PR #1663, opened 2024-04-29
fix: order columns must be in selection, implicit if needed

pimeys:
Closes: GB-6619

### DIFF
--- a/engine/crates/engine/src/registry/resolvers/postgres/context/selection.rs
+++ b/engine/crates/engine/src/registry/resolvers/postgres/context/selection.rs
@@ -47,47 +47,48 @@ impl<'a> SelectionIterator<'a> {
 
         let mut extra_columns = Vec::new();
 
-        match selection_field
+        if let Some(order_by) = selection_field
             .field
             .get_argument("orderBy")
* * * * * * *
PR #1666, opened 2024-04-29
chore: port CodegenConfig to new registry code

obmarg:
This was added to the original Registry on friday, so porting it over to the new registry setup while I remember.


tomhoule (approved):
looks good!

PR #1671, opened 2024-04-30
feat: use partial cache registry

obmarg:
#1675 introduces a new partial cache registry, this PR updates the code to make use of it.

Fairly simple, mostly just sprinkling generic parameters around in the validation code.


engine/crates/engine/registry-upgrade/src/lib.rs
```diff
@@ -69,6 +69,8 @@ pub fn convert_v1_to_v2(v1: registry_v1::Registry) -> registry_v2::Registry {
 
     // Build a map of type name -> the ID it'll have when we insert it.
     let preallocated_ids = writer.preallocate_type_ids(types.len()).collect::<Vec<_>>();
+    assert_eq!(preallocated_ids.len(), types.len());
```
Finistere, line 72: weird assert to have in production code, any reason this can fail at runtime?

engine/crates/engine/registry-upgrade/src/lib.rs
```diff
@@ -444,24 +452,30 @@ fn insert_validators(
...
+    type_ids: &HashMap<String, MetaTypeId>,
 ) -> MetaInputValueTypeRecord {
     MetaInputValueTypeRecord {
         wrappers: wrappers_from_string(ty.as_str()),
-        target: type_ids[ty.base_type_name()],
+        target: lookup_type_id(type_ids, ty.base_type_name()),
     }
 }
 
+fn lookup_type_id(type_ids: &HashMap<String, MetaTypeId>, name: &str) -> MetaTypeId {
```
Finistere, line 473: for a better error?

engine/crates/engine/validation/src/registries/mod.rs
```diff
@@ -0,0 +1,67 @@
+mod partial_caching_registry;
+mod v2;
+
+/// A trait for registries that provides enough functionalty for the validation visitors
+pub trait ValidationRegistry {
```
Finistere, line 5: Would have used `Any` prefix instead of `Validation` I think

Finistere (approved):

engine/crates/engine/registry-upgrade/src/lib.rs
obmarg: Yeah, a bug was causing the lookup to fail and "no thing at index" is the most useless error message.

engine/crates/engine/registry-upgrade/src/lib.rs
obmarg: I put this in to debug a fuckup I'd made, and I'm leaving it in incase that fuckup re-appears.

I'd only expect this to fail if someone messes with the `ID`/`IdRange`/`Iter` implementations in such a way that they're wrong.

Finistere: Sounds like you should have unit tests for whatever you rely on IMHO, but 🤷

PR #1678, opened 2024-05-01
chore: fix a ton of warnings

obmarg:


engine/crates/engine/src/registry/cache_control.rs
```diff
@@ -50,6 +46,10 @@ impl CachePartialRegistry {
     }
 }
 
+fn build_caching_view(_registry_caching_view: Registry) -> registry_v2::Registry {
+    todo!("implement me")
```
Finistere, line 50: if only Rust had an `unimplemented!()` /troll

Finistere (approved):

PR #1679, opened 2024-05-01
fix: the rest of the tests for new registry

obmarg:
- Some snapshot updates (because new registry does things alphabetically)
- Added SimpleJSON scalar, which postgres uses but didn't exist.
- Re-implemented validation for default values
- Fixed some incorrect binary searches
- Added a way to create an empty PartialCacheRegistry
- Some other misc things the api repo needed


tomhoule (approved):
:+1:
* * * * * * *
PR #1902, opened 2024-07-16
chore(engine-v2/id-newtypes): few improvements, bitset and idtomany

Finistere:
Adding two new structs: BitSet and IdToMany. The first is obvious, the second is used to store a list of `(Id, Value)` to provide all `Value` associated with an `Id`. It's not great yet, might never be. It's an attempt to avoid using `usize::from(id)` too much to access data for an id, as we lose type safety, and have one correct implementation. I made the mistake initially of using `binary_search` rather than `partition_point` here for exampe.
* * * * * * *
Goal of the exercise >> State how many lines in the material include the string "only". Nothing other than the number is wanted.

Reply to the exercise >> 2